Na trilha de V de Vingança, na cena onde V pede à Evey (Natalie Portman) uma dança, a música de fundo é "Bird Gerhl" que está no segundo álbum de Antony and the Jhonsons. Pois então, se o cinema não é uma opção para você, ficar em casa ao som do cd I’m a Bird Now,de Antony and Jhonsons Band, é simplemente magistral.
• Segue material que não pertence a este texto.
PR #7944, opened 2019-07-25
Clarify how to start a tutorial

nedbat:
https://meta.discourse.org/t/does-the-advanced-user-tutorial-still-exist/123661/14

### DIFF
--- a/plugins/discourse-narrative-bot/config/locales/server.en.yml
+++ b/plugins/discourse-narrative-bot/config/locales/server.en.yml
@@ -117,8 +117,8 @@ en:
         tracks: |-
           I currently know how to do the following things:
 
-          `@%{discobot_username} %{reset_trigger} %{default_track}`
-          > Starts one of the following interactive tutorials: %{tracks}.
+          `@%{discobot_username} %{reset_trigger} {name-of-tutorial}`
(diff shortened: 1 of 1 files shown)


plugins/discourse-narrative-bot/config/locales/server.en.yml
```diff
@@ -117,8 +117,8 @@ en:
         tracks: |-
           I currently know how to do the following things:
 
-          `@%{discobot_username} %{reset_trigger} %{default_track}`
-          > Starts one of the following interactive tutorials: %{tracks}.
+          `@%{discobot_username} %{reset_trigger} {name-of-tutorial}`
```
tgxworld: This was meant to provide an example of the command so I don't think a placeholder will work well here.

nedbat: Even with the explanation text? "`{name-of-tutorial}` can be one of: `tutorial, advanced tutorial`"

eviltrout: @tgxworld this text was specifically suggested by @coding-horror: https://meta.discourse.org/t/does-the-advanced-user-tutorial-still-exist/123661/10?u=eviltrout

tgxworld: Ah icic. Merging in then.

PR #8748, opened 2020-01-19
FEATURE: Export all types of reports

nbianca:
There is a single stacked_chart which was not exportable

### DIFF
--- a/app/jobs/regular/export_csv_file.rb
+++ b/app/jobs/regular/export_csv_file.rb
@@ -198,8 +198,25 @@ module Jobs
         end
       end
 
+      if report.modes == [:stacked_chart]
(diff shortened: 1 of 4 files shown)


app/jobs/regular/export_csv_file.rb
```diff
@@ -198,8 +198,25 @@ def report_export
         end
       end
 
+      if report.modes == [:stacked_chart]
```
ZogStriP: When we're exporting a `stacked_chart` report, we should probably avoid doing the loop above (starting on line `191`)

nbianca: That loop is necessary to populate the `titles` hash. 😊

PR #8749, opened 2020-01-19
FIX: Incorrect locale in badge granter

lis2:
We want to use default locale when:
a) Site settings are not allowing for user locale
OR
b) User locale are blank


ZogStriP:
Any chances you could add a test for that?

lis2:
@ZogStriP good point, specs added. I will wait for CI and I will merge it

PR #8753, opened 2020-01-20
DEV: Upgrade Ember to version 3.12.2

CvX:


spec/lib/theme_javascript_compiler_spec.rb
```diff
@@ -83,7 +83,7 @@ def statement(template)
     end
 
     # might change/break when updating ember
-    EMBER_INTERNAL_ID = 29
+    EMBER_INTERNAL_ID = 28
```
eviltrout: Could this use the `Ember::VERSION` or `BASE_COMPILER_VERSION` instead?

jjaffeux: No I don't think so, this is some thing in Ember compiler, it's not something "to bump" at each version.

eviltrout: Ah I understand. My recommendation then would be to ignore that value in the test.

jjaffeux:
@eviltrout I would like to merge this tomorrow morning if that's fine with you. We have been using for few days, seems rather safe.

spec/lib/theme_javascript_compiler_spec.rb
CvX: A bit more background, that's a glimmer vm opcode for helper (see: https://github.com/glimmerjs/glimmer-vm/blob/master/packages/@glimmer/wire-format/lib/opcodes.ts#L35) that has changed after this commit: https://github.com/glimmerjs/glimmer-vm/commit/b4707985fe462052454e15ca5a537b3103156fdd

I've changed the test so it doesn't hard-code this value and updated the names so they're a bit more self-explanatory.

CvX:
I can't merge this in yet.
Ruby test failures were unrelated (https://github.com/discourse/discourse/commit/23b9da6b1cb94014497ae2724668594cfb9a85fe), so was the core-lint failure, but the frontend ones are legit as in: those aren't flaky tests and are caused by this upgrade, though I'm pretty confident it's only a test incompatibility and not a development/production build issue.
I'm still debugging this. I think I have to update qunit/ember-test-helpers, they haven't seen a bump in ~2.5 years.

jjaffeux:
> I can't merge this in yet.
> Ruby test failures were unrelated ([23b9da6](https://github.com/discourse/discourse/commit/23b9da6b1cb94014497ae2724668594cfb9a85fe)), so was the core-lint failure, but the frontend ones are legit as in: those aren't flaky tests and are caused by this upgrade, though I'm pretty confident it's only a test incompatibility and not a development/production build issue.
> I'm still debugging this. I think I have to update qunit/ember-test-helpers, they haven't seen a bump in ~2.5 years.

Have you made any work on updating qunit ?

CvX:
Not yet, but definitely will try to tackle this during the Ember 3.13 upgrade. In this PR I managed to make the CI pass with a bugfix in [discourse-canned-replies](https://github.com/discourse/discourse-canned-replies/commit/4d9430417635cca60ffa03fa94365e3e408b1add) and a change in wizard templates. 🚀 

Locally tests still either did stop or fail because of incompatibility between two (or more) plugins and the new Ember. I've split all plugins into two groups and separately they succeed. Anyway, save for that particular set of plugins I had and their last week's versions, it seems 2.12.2 does work now with the plugins installed in CI tests.

PR #8760, opened 2020-01-21
FEATURE: Use upload:// short URL for videos and audio in composer

martin-brennan:
For consistency this PR introduces using custom markdown and short upload:// URLs for video and audio uploads, rather than just treating them as links and relying on the oneboxer. The markdown syntax for videos is `file text|video` and for audio it is `file text|audio`.

This is achieved in discourse-markdown-it by modifying the rules for images in mardown-it via `md.renderer.rules.image`. We return HTML instead of the token when we encounter `audio` or `video` after `|` and the preview renders that HTML. Also when uploading an audio or video file we insert the relevant markdown into the composer.


app/assets/javascripts/discourse/lib/uploads.js.es6
```diff
@@ -220,37 +228,33 @@ export function uploadIcon(staff) {
...
+}
+
+function attachmentMarkdown(upload) {
+  return `[${upload.original_filename}|attachment](${
+    upload.short_url
+  }) (${I18n.toHumanSize(upload.filesize)})`;
 }
 
 export function getUploadMarkdown(upload) {
   if (isAnImage(upload.original_filename)) {
```
ZogStriP: Maybe we should rename this method to `isImage` so that it's the same as `isAudio` and `isVideo`?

A capa do disco (foto acima) é uma homenagem à uma passagem onde entra o mito Lou Reed. Lou Reed chamou Antony para cantar com ele no "The Raven", último disco do ex-Velvet Underground. Daí foi convidado a viajar na turnê de lançamento, ficando conhecido por todos. A certa altura do show, Antony cantava a belíssima balada “Candy Says” que Reed escreveu para uma drag queen, sua amiga, que morreu aos 29 anos, lá no fim dos anos 70. Esta música Lou havia gravado mas nunca cantado em público. Ele viu em Antony um herdeiro legítimo das dores registradas na composição. O pupilo não se esqueceu da generosidade do mestre e estampou na capa de seu CD “I Am a Bird Now” ninguém menos que Candy Darling deitada numa cama de hospital

Antony toca algo próximo do puro estado de letargia epifânica, com aquele tom e necessidade de concentração básico em toda grande harmonia e delicadeza; as melodias são presentes, mas com uma sutileza e melancolia naturais, exalando tons de claro e escuro, com as dúvidas que sopejam nosso espírito musical; sem atropelos, ele conta as inquietações de modo resignado e sublime, atingindo algumas quimeras e perfeições por meio dos símbolos sinestésicos de sua música. Descubra Antony e the Johnsons Band.
Um breve retorno na linha do tempo nos permite indicar e pescar da memória musical a deliciosa e esperta banca ingleza Gomez. Com seu disco "Bring it On" Gomez (1998) fica na linha tênue entre o novo rock californiano e inspirado de um Wilco, com laivos enraivecidos do pós-grunge anglo-contemporâneo. Merece uma conferida. O rock inglêz nunca esteve tão produtivo quanto neste ano. Gomez é a tradução do modo acústico de encarar as baladas com o toque bem narrado e estruturado, belas melodias e estruturas instrumentais criativas. Compensa.
NO SENSE - Continuação ao mórbido-sujo II;





Um comentário:

Michele Ribeiro disse...

Olha professor, adorei sua análise e crítica, foi bem comentada e objetiva, eu assisti o filme V de Vingança( V for vendetta), tenho ele em casa e precisei asistí-lo 2 vezes para entendê-lo, é bem complexo e tem todo este significado tb da musica, e do tal cara pelo qual ele usava a máscara, este homem realmente existiu e se data por 5 (V) de novembro de 1605 q ele tentou com varios outros explodir o parlamento britanico mais foi descoberto com as polvoras e enforcado no começo de 1606, por isso a data é comemorada até hj na Inglaterra,com fogueiras e fogos.O filme interlaça varias coisas para explicar um simples objetivo, a liberdade e concretização da vontade do ídolo dele, e o que da mais raivaé que nunca mostra a cara dele(do infeliz)para sabermos quem é o V, so descobri depois que é o ator Hugo Weaving, que fez o rival de matrix.